Geometry-Aware CLIP Retrieval via Local Cross-Modal Alignment and Steering

arXiv cs.CV / 4/21/2026

📰 NewsModels & Research

Key Points

  • The paper argues that CLIP-based retrieval failures often come from local geometric inconsistencies in embedding space, which can cause systematic mis-ordering of similar items.
  • It proposes geometry-aware retrieval by reframing the task as neighborhood alignment rather than only pointwise similarity.
  • The method includes neighborhood-level re-ranking using Hungarian matching to reward structural consistency among retrieved neighbors.
  • It also introduces query-conditioned local steering, using directions extracted from contrastive neighborhoods around the query to reshape the retrieval neighborhood.
  • Experiments show improved performance on attribute-binding and compositional retrieval tasks, with improved quality and controllability achieved at inference time without retraining.

Abstract

CLIP retrieval is typically framed as a pointwise similarity problem in a shared embedding space. While CLIP achieves strong global cross-modal alignment, many retrieval failures arise from local geometric inconsistencies: nearby items are incorrectly ordered, leading to systematic confusions (e.g., pentagon vs. hexagon) and produces diffuse, weakly controlled result sets. Prior work largely optimizes for point wise relevance or finetuning to mitigate these problems. We instead view retrieval as a problem of neighborhood alignment. Our work introduces (1) neighborhood-level re-ranking via Hungarian matching, which rewards structural consistency; (2) query-conditioned local steering, where directions derived from contrastive neighborhoods around the query reshape retrieval.
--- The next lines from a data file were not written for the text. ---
Issue #180, opened 2026-04-13
Handling multiple AIL-interfaces in a single SNAC router


EskoDijk:
So far, the text was always written (at multiple places) for  a SNAC router that could contain multiple AIL interfaces. For example, both Ethernet and Wi-Fi.

Although this is a multi-AIL situation, it differs from the one discussed in #139 because in that case, different SNAC routers connect to different sets of AILs, leading to potential routing and discovery problems.

For this case of "multiple AIL interfaces on 1 SNAC router" we need to decide whether to keep that in scope or not. 

What are benefits of limiting ourselves to a single active AIL interface?  I.e. interface being active means active for SNAC reachability and discoverability.
* spec becomes simpler
* we can avoid a solution for how the 2 or more mDNS ".local" domains can be merged into a single DNS domain for stub network clients to use
* we can avoid potential problems when the 2 distinct AILs are (without the SNAC router knowing this....) mDNS-proxied at another device like a CE router.  CE routers seem to do this sometimes to proxy mDNS between Wi-Fi and Ethernet links (?)

Disadvantages of limiting to a single SNAC-active AIL interface:
* in case of 2 AIL interfaces on the SNAC router, one class of device is not being discovered and can't be reached (e.g. we miss the Wi-Fi light bulb if Ethernet is chosen as the AIL).
* it may be unclear to users which AIL gets selected/chosen or how to influence that.
* possibly unpredictable or counter-intuitive network behavior for users.

Abhayakara:
One thing to bear in mind is that if we don't solve the multi-AIL problem in this document that doesn't mean that vendors can't correctly solve it—it just means that in doing so they are going beyond what is specified here. IOW the disadvantages you list assume that the vendor provides multiple AILs that are separate multicast domains (unusual) _and_ that they don't do anything to make it work correctly.

EskoDijk:
PR merged, closing issue.

PR #181, opened 2026-04-14
Change multiple AIL interface support to single AIL only, consistently.

EskoDijk:
Related to issue #180.

### DIFF
--- a/draft-ietf-snac-simple.xml
+++ b/draft-ietf-snac-simple.xml
@@ -826,10 +826,8 @@
 	    By implication, this means that a SNAC router MUST provide a DNS resolver. In addition, a SNAC router MUST provide
 	    a DNS zone for the AIL it is attached to, and MUST list this zone in the list of default browsing domains
 	    as defined in <xref target="RFC6763" section="11" sectionFormat="of"/>.
-		A SNAC router MUST enable a Discovery Proxy on its AIL that translates between the name of above DNS zone and
-		the local domain on the AIL.
-	    [[WG TBD: do we need to say how the DNS zone is named?
-		  Or refer to the Advertising Proxy doc and have that doc say how it is named? Why would the name matter?]]</t>
+		A SNAC router MUST provide a Discovery Proxy that operates with this DNS zone.
+	    [[WG TBD: issue #183 is to define name or name requirements.]]</t>
 	  <t>
 	    The SNAC router MUST also maintain an SRP registrar and use registrations made through that SRP registrar to populate
 	    a DNS zone which is advertised as a default browsing domain, as defined above.
--- a/draft-ietf-snac-simple.xml
+++ b/draft-ietf-snac-simple.xml
@@ -753,9 +753,9 @@
 	  case, if the infrastructure is not capable of routing between these two AILs, a packet which could have been delivered by
 	  another SNAC router will be lost by the SNAC router that received it.</t>
 	<t>
-	  Consequently, SNAC routers SHOULD be configurable to not advertise themselves as default routers on the stub network. SNAC
-	  routers SHOULD be configurable to explicitly advertise its AIL prefixes on the stub network even if they are advertising as a
-	  default router. The mechanisms by which such configuration can be accomplished are out of scope for this document.
+	  Consequently, a SNAC router SHOULD be configurable to not advertise itself as a default router on the stub network.
+	  A SNAC router SHOULD be configurable to explicitly advertise AIL prefixes on the stub network even if it is advertising as a
+	  default router on the stub network. The mechanisms by which such configuration can be accomplished are out of scope for this document.
 	</t>
 	<t>
 	  It is also possible that SNAC routers for more than one stub network may be connected to the same AIL.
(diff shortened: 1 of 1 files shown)


jwhui (approved):

draft-ietf-snac-simple.xml
```diff
@@ -754,14 +754,14 @@
 	  another SNAC router will be lost by the SNAC router that received it.</t>
 	<t>
 	  Consequently, SNAC routers SHOULD be configurable to not advertise themselves as default routers on the stub network. SNAC
-	  routers SHOULD be configurable to explicitly advertise AIL prefixes on the stub network even if they are advertising as a
+	  routers SHOULD be configurable to explicitly advertise its AIL prefixes on the stub network even if they are advertising as a
```
Abhayakara: This could be read as "the prefixes it advertises as on-link on the AIL." I think it would be clearer to say "prefixes that are being advertised as on-link on its AIL" as previously, even though that's longer. Or just don't add its—I don't think it's necessary.

draft-ietf-snac-simple.xml
```diff
@@ -824,11 +824,12 @@
...
+	    a DNS zone for the AIL it is attached to, and MUST list this zone in the list of default browsing domains
 	    as defined in <xref target="RFC6763" section="11" sectionFormat="of"/>.
-		For each of these zones, a SNAC router MUST enable a Discovery Proxy on the corresponding AIL.
-	    [[WG TBD: do we need to say how these zones are named? Or refer to the Advertising Proxy doc and have that doc say how they are named? Why would the names matter?
-		   Do we also need to say a client can *query* on the domain "default.service.arpa" and get aggregated results of all AILs back?]]</t>
+		A SNAC router MUST enable a Discovery Proxy on its AIL that translates between the name of above DNS zone and the "local." domain on the AIL.
+	    [[WG TBD: do we need to say how the DNS zone is named? Or refer to the Advertising Proxy doc and have that doc say how it is named? Why would the name matter?
+		   Do we also need to say a client can *query* on the domain "default.service.arpa" and get aggregated results of all AILs back?
+		   This is very useful for constrained DNS clients in the stub network.]]</t>
```
Abhayakara: The text as written should work for the general case. RFC6763 already says how to do this, and if a SNAC router behaves as specified here and in RFC6763, conforming DNSSD queriers will be able to do service discovery. The benefit of allowing queries in default.service.arpa, as we do for Thread, is that the client doesn't have to enumerate the default browsing domains, but this is a constrained-node-specific problem that we don't actually _have_ to solve here. Given that the DNSSD working group is hopefully going to be working on a document that describes this more generally, and given that we have a future snac-complicated document, I think it's okay to just not specify anything new here. In particular, I don't think we should require the use of .local here. Let's leave that for the DNSSD service document.

Abhayakara (changes requested):
I've made a couple of comments here that I think need to be addressed, but this is mostly ready.

draft-ietf-snac-simple.xml
EskoDijk: Yes, agree with your point -- a future document could define the "shortcut" that we use in Thread. Classic RFC 6763 querying is available in any case. So I could update or remove the TBD here.

There's still the "zone name" question in here that I think would need some discussion.

draft-ietf-snac-simple.xml
EskoDijk: Oops, not sure how that word got in. I'll update. One thing I'll do is change the normative requirement on the SNAC router to singular, because the plural requirements (i.e. on a group of SNAC routers) are more difficult to parse , and may be wrongly interpreted as a true requirement on the group, while it's a requirement on a single implementation in reality.

draft-ietf-snac-simple.xml
Abhayakara: "home.arpa"? :)

But you raise a good point: we really don't want them to just pick some random domain. I think explaining how default.service.arpa is used on Thread is out of scope, but we could chose a zone under service.arpa (snac.service.arpa) and say that subdomains of that zone MUST be used if no delegation from the root exists.

EskoDijk: One thing I don't understand: 

> I don't think we should require the use of .local here.

It's not a new requirement I think; RFC 8766 is fully written towards proxying between .local and another domain. It would be strange not to call the first domain ".local" ?
Saying "the local domain of the AIL" is an alternative but sounds equivalent.

EskoDijk:
> I've made a couple of comments here that I think need to be addressed, but this is mostly ready.

Now updated based on your comments!  As a second commit to be able to compare.

draft-ietf-snac-simple.xml
Abhayakara: OK, I see the disconnect. We don't need to mention ".local" at all because that's covered in RFC8766. I thought you meant doing discovery proxy queries with .local as the domain in which the query is done.

There are actually two things here:

1. Discovery Proxy is going to wind up discovering what the advertising proxy is advertising, because that's going to show up in .local
2. We do actually need to specify a domain to use. Could be default.service.arpa. Given that in the simplest case all we are going to do is require discovery proxy, what we actually need to make sure of is that we don't accidentally censor the infrastructure, which may also be publishing default browsing domains. So we need to specify a new domain to add to the default browsing domain list, and additionally require the snac router to (by default) also include the default browsing domains discovered on the AIL.

I don't think we want to do more than that, e.g. we do not want to specify a single domain that merges answers from all these other domains. That's properly work for the DNSSD server work in the DNSSD working group.

evyncke: Indeed rfc6762 section 3 clearly forbids to use .local :(

So much I am not a fan of home.arpa https://datatracker.ietf.org/doc/html/rfc8375#section-8 would allow it

EskoDijk: Discussion: "delegation" of name from ISP -> not in our scope now.  
* "default.service.arpa" -> good option? 
   * update the IANA registration for this name -> also for queries.
   * simplest solution.
* Or it could be a subdomain like "<myname>.snac.service.arpa" ? 
* Or subdomains of default.service.arpa 

For further naming discussion see #183

draft-ietf-snac-simple.xml
```diff
@@ -824,11 +824,12 @@
 	    provided on the stub network, as described in <xref target="RFC6763" section="11"/>.</t>
 	  <t>
 	    By implication, this means that a SNAC router MUST provide a DNS resolver. In addition, a SNAC router MUST provide
-	    a DNS zone for each AIL it is attached to, and MUST list all these zones in the list of default browsing domains
+	    a DNS zone for the AIL it is attached to, and MUST list this zone in the list of default browsing domains
 	    as defined in <xref target="RFC6763" section="11" sectionFormat="of"/>.
-		For each of these zones, a SNAC router MUST enable a Discovery Proxy on the corresponding AIL.
-	    [[WG TBD: do we need to say how these zones are named? Or refer to the Advertising Proxy doc and have that doc say how they are named? Why would the names matter?
-		   Do we also need to say a client can *query* on the domain "default.service.arpa" and get aggregated results of all AILs back?]]</t>
+		A SNAC router MUST enable a Discovery Proxy on its AIL that translates between the name of above DNS zone and
```
EskoDijk:
```suggestion
		A SNAC router MUST provide a Discovery Proxy to allow ... on its AIL.
```

Don't mention what DiscProxy RFC already says.

EskoDijk: New text will also mention that the Discovery Proxy uses the aforementioned DNS zone; as the original text did. Exact wording of that can be changed post-WGLC.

We show that these techniques improve retrieval performance on attribute-binding and compositional retrieval tasks. Together, these methods operate on local neighborhoods but serve different roles: re-ranking rewards alignment whereas local steering controls neighborhood structure. This shows that retrieval quality and controllability depend critically on local structure, which can be exploited at inference time without retraining.